Menurut analis Samuel Sekuritas, Muhammad Alfatih, mundurnya Sri Mulyani jelas berkontribusi besar bagi penurunan IHSG hari ini, meskipun faktor regional juga ikut member pengaruh.
"Regional tentu berpengaruh secara langsung ke IHSG. Namun kalau kita lihat, indeks-indeks Asia turunnya juga di kisaran 1%, malah ada yang positif. Jadi ada faktor lain yang lebih mempengaruhi, yakni faktor dalam negeri seperti mundurnya Sri Mulyani," ujarnya saat dihubungi detikFinance.
Alfatih menjelaskan, Sri Mulyani dikenal sebagai sosok yang dipandang oleh pelaku pasar memiliki karakter dan kebijakan yang berani dan tegas. Menurutnya, ini memberikan konfidens pada pelaku pasar.
"Pelaku pasar sudah cukup konfidens dengan Sri Mulyani, sehingga ketika SBY meresmikan kemunduran Sri Mulyani,IHSG jatuh semakin dalam. Sebab, mereka akan menunggu siapa yang akan menjadi penggantinya, kompeten atau tidak. Sembari menunggu, pelaku pasar memutuskan keluar dulu dari pasar," ujarnya.
Alfatih mengimbau agar istana jangan berlarut-larut mengumumkan nama pengganti Sri Mulyani, agar konfidens pasar tidak bergejolak.
Bursa-bursa Asia Pasifik pada hari ini juga mengalami koreksi yang cukup besar.
- Indeks Hang Seng melemah 435,51 poin (2,10%) ke level 20.327,54.
- Indeks Straits Times melemah 42,02 poin (1,45%) ke level 2.859,16.
- Indeks S&P/ASX melemah 1,33% ke level 4.674.
Perdagangan berjalan sangat ramai dengan frekuensi transaksi mencapai 146.023 kali pada volume 13.304 juta lembar saham senilai Rp 7,774 triliun.

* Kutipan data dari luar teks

PR #397, opened 2023-10-23
update readme to point to localhost for todos API

mattkey-forgerock:
Updated Readme for the React-todos sample, to use non-ssl localhost for the resource API instead of https://api.example.com:9443. Also updated .env sample to be more in-line with sample provided in Backstage docs.


cerebrl (commented):
Thanks, Matt! This looks good to me, but I'll leave this to @ryanbas21 for final approval.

Sebanyak 29 saham naik, 210 saham turun dan 30 saham stagnan.
Saham-saham yang turun harganya antara lain Astra International (ASII) turun Rp 2.100 menjadi Rp 43.450, United Tractor (UNTR) turun Rp 1.200 menjadi Rp 18.000, Bank Mandiri (BMRI) turun Rp 400 menjadi Rp 5.300, BRI (BBRI) turun Rp 500 menjadi Rp 8.550, Telkom (TLKM) turun Rp 200 menjadi Rp 7.650.
Sedangkan saham-saham yang naik harganya antara lain Bhakti Investama (BHIT) naik Rp 50 menjadi Rp 315, Unilever (UNVR) naik Rp 400 menjadi Rp 16.200, WOM Finance (WOMF) naik Rp 40 menjadi Rp 365.